We have gone through the statement of the accused under Section 313 of Cr.P.C. and also the case put forward by him to the witnesses, including the investigating officer. No where he has taken the defence that he sustained injuries in the very same occurrence, in which the deceased sustained injuries. Therefore, the non explanation of the injuries found on the body of the accused is immaterial. 11. In view of the foregoing discussions, we do not find any merits in this appeal.
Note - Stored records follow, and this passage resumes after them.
PR #4956, opened 2026-07-13
Reject unknown rust-toolchain.toml keys

### LINKED ISSUE #2876: Unknown keys in rust-toolchain.toml are silently ignored

Bortlesboat:
Reject unknown keys at both levels of `rust-toolchain.toml` deserialization.

This prevents misspellings such as `channnel = "nightly"` from being silently ignored and also rejects unsupported top-level sections. The TOML parser reports the unknown key and lists the supported fields, while valid and legacy toolchain files retain their existing behavior.

Fixes #2876.

Validation:

- RED/GREEN tests for an unknown `[toolchain]` key and an unknown top-level section
- all 13 `config::tests` parser tests pass with the `test` feature
- `cargo clippy --all-targets --features test -- -D warnings`
- `git diff --check`

I also attempted the broader `--all-features` Clippy command. On this Windows host its optional vendored-OpenSSL lane requires a `perl` executable and stopped while configuring OpenSSL; the repository's normal Windows feature set above is green.

### DIFF
--- a/src/config.rs
+++ b/src/config.rs
@@ -40,6 +40,7 @@ enum OverrideFileConfigError {
 }
 
 #[derive(Debug, Default, Deserialize, PartialEq, Eq)]
+#[serde(deny_unknown_fields)]
 struct OverrideFile {
     toolchain: ToolchainSection,
 }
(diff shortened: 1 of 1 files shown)


djc:
There already was a PR for this before you claimed it:

- https://github.com/rust-lang/rustup/pull/4953

PR #4958, opened 2026-07-13
ci(dist): ensure pushing to `dev-static` on `stable` update

rami3l:
Part of https://github.com/rust-lang/rustup/issues/4738.

During our release process, @Mark-Simulacrum [wasn't able to find](https://rust-lang.zulipchat.com/#narrow/channel/241545-t-release/topic/Rustup.201.2E29.2E1.20-.20testing.2Frelease/near/609737359) the required `dev-static` artifacts from the commit 69d75452157eed4f71ac1dab1cf2ad5a2f4de679 which is probably caused by our new release process disengaging `stable` from `main`.

This looks like a pre-existing bug, since the branch used for artifact uploading is semantically incorrect. However, this issue was unfortunately never exposed before since it used to be that `stable` was tracking `main`, thus with every `stable` we would want to release, the artifacts have been uploaded by a previous CI step on `main`.

This fix ensures that the `dev-static` uploads happen when `stable` is updated ~~instead of~~ in addition to `main`.

### DIFF
--- a/.github/workflows/ci.yaml
+++ b/.github/workflows/ci.yaml
@@ -202,13 +202,13 @@ jobs:
           AWS_SECRET_ACCESS_KEY: ${{ secrets.AWS_SECRET_ACCESS_KEY }}
           AWS_DEFAULT_REGION: us-west-1
       - name: Configure AWS credentials
-        if: github.event_name == 'push' && github.ref == 'refs/heads/main' && matrix.mode == 'release'
+        if: github.event_name == 'push' && matrix.mode == 'release' && (github.ref == 'refs/heads/stable' || github.ref == 'refs/heads/main')
         uses: aws-actions/configure-aws-credentials@v6
         with:
           role-to-assume: arn:aws:iam::890664054962:role/ci--rust-lang--rustup
           aws-region: us-east-1
       - name: Deploy build to rustup-builds bucket for release team
-        if: github.event_name == 'push' && github.ref == 'refs/heads/main' && matrix.mode == 'release'
+        if: github.event_name == 'push' && matrix.mode == 'release' && (github.ref == 'refs/heads/stable' || github.ref == 'refs/heads/main')
         run: |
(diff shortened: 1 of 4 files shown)


.github/workflows/ci.yaml
```diff
@@ -202,13 +202,13 @@ jobs:
...
       - name: Configure AWS credentials
-        if: github.event_name == 'push' && github.ref == 'refs/heads/main' && matrix.mode == 'release'
+        if: github.event_name == 'push' && github.ref == 'refs/heads/stable' && matrix.mode == 'release'
         uses: aws-actions/configure-aws-credentials@v6
         with:
           role-to-assume: arn:aws:iam::890664054962:role/ci--rust-lang--rustup
           aws-region: us-east-1
       - name: Deploy build to rustup-builds bucket for release team
-        if: github.event_name == 'push' && github.ref == 'refs/heads/main' && matrix.mode == 'release'
+        if: github.event_name == 'push' && github.ref == 'refs/heads/stable' && matrix.mode == 'release'
```
Mark-Simulacrum: I think we want the condition here to be an OR. You can see how Rust's CI does this here: https://github.com/rust-lang/rust/blob/5503df87342a73d0c29126a7e08dc9c1255c46ad/.github/workflows/ci.yml#L82 -- note that all branches with approved commits upload.

The goal is that we have artifacts for every merged PR, which means that we can build e.g. a dev-static nightly at any time, bisect, etc. I think I'd want to achieve the same shape for rustup.

*[View changes since the review](https://triagebot.infra.rust-lang.org/gh-changes-since/rust-lang/rustup/4958/4add58e5a9bf09822b821d4918f5eac5ff029a75..2f833d1a5788ef9b97ee604f9768cea48b909a87)*

rami3l: @Mark-Simulacrum Thanks for the review! I think this predicate already exists in previous steps so I've copied it over.

djc (approved):

Mark-Simulacrum (approved):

We hold that the prosecution has proved the case beyond all reasonable doubts. 12. In the result, this Criminal Appeal is dismissed and the conviction and sentence imposed by the trial Court against the appellant/accused in S.C.No.290 of 2010 is confirmed. 13. The trial Court is directed to take steps to secure the appellant/accused and to incarcerate him in prison so as to serve out the remaining period of sentence. 14. The service rendered by the learned Legal Aid Counsel Mr.M.Mahendran is appreciated. The Legal Services Authority is directed to pay his remuneration, for which he is entitled to.